Collected data:

□ □ □

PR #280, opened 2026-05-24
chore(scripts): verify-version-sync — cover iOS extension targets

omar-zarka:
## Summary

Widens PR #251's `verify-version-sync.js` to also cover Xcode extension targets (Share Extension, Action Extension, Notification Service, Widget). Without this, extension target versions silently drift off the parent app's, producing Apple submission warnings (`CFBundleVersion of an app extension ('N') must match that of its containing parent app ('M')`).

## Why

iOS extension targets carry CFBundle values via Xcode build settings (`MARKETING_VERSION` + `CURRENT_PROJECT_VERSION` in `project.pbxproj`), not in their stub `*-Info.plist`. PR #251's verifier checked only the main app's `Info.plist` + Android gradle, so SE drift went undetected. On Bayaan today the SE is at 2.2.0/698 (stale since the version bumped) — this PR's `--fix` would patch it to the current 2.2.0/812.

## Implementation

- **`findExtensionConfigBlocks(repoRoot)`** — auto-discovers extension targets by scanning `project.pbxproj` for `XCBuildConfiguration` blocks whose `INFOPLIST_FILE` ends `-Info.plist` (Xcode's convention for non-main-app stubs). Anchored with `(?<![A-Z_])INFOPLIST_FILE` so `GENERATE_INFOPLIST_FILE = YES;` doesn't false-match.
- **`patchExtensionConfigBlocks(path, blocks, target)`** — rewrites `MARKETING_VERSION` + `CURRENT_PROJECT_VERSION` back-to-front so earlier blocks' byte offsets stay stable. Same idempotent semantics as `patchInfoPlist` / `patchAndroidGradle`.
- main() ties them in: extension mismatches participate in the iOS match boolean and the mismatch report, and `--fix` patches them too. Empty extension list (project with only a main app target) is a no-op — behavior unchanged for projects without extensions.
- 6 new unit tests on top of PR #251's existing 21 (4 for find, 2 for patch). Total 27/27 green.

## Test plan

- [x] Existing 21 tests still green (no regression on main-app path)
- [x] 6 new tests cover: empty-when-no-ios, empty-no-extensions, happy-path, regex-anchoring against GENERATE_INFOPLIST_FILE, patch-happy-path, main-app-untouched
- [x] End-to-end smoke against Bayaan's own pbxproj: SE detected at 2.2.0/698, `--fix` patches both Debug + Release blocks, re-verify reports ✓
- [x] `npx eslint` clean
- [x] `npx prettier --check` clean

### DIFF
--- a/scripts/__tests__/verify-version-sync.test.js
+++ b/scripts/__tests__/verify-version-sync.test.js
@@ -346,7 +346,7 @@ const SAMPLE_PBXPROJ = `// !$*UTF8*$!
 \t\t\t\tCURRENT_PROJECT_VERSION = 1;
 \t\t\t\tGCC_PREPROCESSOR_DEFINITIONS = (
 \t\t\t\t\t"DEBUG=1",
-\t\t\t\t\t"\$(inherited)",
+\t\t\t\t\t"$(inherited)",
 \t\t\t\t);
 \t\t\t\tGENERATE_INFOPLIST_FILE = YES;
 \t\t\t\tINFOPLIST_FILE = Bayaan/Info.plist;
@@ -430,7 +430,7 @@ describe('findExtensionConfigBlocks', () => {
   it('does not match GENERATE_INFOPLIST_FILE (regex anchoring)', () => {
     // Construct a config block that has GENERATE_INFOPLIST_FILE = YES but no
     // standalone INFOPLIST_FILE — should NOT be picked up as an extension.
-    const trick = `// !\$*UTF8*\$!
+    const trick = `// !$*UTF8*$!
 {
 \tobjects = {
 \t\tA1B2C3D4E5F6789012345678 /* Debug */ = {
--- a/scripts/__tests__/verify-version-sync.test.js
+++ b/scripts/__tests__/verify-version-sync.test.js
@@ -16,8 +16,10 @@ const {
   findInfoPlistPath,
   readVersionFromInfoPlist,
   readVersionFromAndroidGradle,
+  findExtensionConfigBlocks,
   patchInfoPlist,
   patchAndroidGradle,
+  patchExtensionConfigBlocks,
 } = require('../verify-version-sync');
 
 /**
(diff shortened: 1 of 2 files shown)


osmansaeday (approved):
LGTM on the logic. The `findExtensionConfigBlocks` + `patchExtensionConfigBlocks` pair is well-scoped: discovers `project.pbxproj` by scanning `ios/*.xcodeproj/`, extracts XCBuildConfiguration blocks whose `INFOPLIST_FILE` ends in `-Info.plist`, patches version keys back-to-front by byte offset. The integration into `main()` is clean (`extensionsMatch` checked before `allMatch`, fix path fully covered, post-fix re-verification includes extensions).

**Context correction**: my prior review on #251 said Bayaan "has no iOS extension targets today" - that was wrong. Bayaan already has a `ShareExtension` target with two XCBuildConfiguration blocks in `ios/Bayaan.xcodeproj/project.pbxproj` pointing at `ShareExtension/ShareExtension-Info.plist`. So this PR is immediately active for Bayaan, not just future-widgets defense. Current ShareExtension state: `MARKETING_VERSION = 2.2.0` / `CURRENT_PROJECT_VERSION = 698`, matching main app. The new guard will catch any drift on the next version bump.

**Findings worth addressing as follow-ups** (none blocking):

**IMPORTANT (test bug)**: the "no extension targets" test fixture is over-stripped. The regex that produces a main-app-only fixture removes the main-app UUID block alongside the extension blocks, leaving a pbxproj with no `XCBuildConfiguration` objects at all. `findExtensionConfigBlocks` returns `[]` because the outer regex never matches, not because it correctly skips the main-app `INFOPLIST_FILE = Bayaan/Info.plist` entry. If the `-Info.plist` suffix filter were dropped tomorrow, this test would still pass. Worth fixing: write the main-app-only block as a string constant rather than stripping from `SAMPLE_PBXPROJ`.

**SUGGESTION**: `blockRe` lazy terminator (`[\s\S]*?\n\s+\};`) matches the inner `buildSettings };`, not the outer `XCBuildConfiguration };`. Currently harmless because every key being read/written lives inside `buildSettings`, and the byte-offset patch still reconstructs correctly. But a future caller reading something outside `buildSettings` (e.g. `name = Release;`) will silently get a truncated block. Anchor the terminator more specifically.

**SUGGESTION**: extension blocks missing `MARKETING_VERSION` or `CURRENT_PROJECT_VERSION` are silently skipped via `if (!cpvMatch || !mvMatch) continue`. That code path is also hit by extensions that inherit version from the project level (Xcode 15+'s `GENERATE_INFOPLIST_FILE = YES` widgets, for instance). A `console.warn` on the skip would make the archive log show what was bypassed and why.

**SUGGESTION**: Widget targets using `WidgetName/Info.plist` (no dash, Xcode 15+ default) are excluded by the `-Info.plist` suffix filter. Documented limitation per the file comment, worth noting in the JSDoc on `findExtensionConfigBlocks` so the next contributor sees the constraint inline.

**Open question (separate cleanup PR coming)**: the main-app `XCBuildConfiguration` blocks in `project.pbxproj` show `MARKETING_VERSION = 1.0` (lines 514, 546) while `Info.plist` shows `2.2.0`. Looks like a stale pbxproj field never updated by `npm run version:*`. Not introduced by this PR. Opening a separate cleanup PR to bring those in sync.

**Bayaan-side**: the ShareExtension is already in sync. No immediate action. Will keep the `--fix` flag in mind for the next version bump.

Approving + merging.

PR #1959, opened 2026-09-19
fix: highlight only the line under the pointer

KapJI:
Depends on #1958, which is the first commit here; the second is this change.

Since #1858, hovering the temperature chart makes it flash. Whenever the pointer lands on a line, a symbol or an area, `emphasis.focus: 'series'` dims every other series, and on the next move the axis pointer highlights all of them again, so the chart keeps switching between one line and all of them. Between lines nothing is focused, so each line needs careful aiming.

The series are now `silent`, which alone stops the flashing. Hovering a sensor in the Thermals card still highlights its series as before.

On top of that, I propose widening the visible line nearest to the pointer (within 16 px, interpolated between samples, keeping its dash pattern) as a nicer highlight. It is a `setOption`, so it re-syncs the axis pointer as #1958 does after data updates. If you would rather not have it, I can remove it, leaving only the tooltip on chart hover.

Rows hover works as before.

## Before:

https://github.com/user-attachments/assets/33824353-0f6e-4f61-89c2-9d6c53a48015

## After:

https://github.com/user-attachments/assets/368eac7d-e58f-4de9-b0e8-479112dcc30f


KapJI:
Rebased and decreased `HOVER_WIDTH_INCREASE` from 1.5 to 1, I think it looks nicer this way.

□ □ □

**TASK BRIEF:**
State the number of lines in the data above that include the word "user", leaving out any other words.

**RESULT FOR THIS TASK:**
2